Parquet Profile Configuration Advanced

The Advanced tab includes additional properties for optimizing the performance of the Parquet encoding. Note that these parameters are only used by the Parquet Encoder. None of these are choices when decoding.

 

The Parquet profile's Advanced tab

Setting

Description

Setting

Description

Compression Codec

The compression algorithm used to compress pages when encoding. Valid choices are Uncompressed, Snappy, Gzip, Lzo, Brotli, Lz4, and Zstd. Default is Uncompressed.

Block Size

The Block Size is the size of a row group buffered in memory. Block size limits the memory usage when writing. Larger values improve I/O when reading, but consumes more memory when writing. The Default Block Size is 134217728.

Page Size

The page is the smallest unit that must be read fully to access a single record. When reading, each page can be decompressed independently. If this value is too small, the compression deteriorates.

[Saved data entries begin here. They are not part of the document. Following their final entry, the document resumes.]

PR #798, opened 2020-02-01
build: properly kill docker container

eworm-de:
We keep a running docker container in the background. If the build
process fails this becomes dangling. Make sure the container is properly
killed.

### DIFF
--- a/Makefile
+++ b/Makefile
@@ -84,7 +84,10 @@ vis-single: vis-single.c vis-single-payload.inc
 	${CC} ${CFLAGS} ${CFLAGS_AUTO} ${CFLAGS_STD} ${CFLAGS_EXTRA} $< ${LDFLAGS} ${LDFLAGS_STD} ${LDFLAGS_AUTO} -luntar -llzma -o $@
 	${STRIP} $@
 
-docker: clean
+docker-kill:
+	$(DOCKER) container ls --filter=name=vis -q | grep -q . && $(DOCKER) kill vis && sleep 1 || true
+
+docker: docker-kill clean
 	$(DOCKER) build -t vis .
 	$(DOCKER) run --rm -d --name vis vis tail -f /dev/null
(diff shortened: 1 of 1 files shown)


eworm-de:
Sorry, still not happy. :-p

Makefile
```diff
@@ -84,7 +84,10 @@ vis-single: vis-single.c vis-single-payload.inc
 	${CC} ${CFLAGS} ${CFLAGS_AUTO} ${CFLAGS_STD} ${CFLAGS_EXTRA} $< ${LDFLAGS} ${LDFLAGS_STD} ${LDFLAGS_AUTO} -luntar -llzma -o $@
 	${STRIP} $@
 
-docker: clean
+docker-kill:
+	$(DOCKER) container ls --filter=name=vis -q | grep -q . && $(DOCKER) kill vis && sleep 1 || true
```
martanne: Doesn't the following, simplified version also work?

```
$(DOCKER) kill vis && $(DOCKER) wait vis || true
```

eworm-de: I think you did two changes here:

- removed the check for existence of container

Fine with me, I added this to not add error message to a successful build:

```
Error response from daemon: Cannot kill container: vis: No such container: vis
```

- changed `sleep` to `docker wait`

`docker kill` just sends a kill signal, but does not wait for the container to exit and clean up. Running the container before it is gone makes it fail, thus added the `sleep`. I was unsure about `docker wait`, help says it blocks _until one or more containers stop_. So does it wait for the container to be _removed_ (we have `docker run --rm`?
Did some tests and it looks ok. So fine with me.

eworm-de: We could also change this to:
```
-$(DOCKER) kill vis && $(DOCKER) wait vis
```
... which would give just another error message from make:
```
make: [Makefile:88: docker-kill] Error 1 (ignored)
```

martanne:
Thanks, applied.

The Default Page Size is 1048576.

Dictionary Page Size

There is one dictionary page per column per row group when dictionary encoding is used. Dictionary page size works like the page size, but for dictionary encoding. Default is 1048576.

Enable Dictionary

Select this checkbox to include the dictionary compression strategy in the generated Parquet document. Enable Dictionary allows for building a dictionary of values encountered in columns.

Validating

Select this checkbox to enable schema validation.

Writer Version

Parquet format version to use when writing. Version 1.0 (v1) ensures compatibility with older readers. Default is v1. There is also the option to set v2.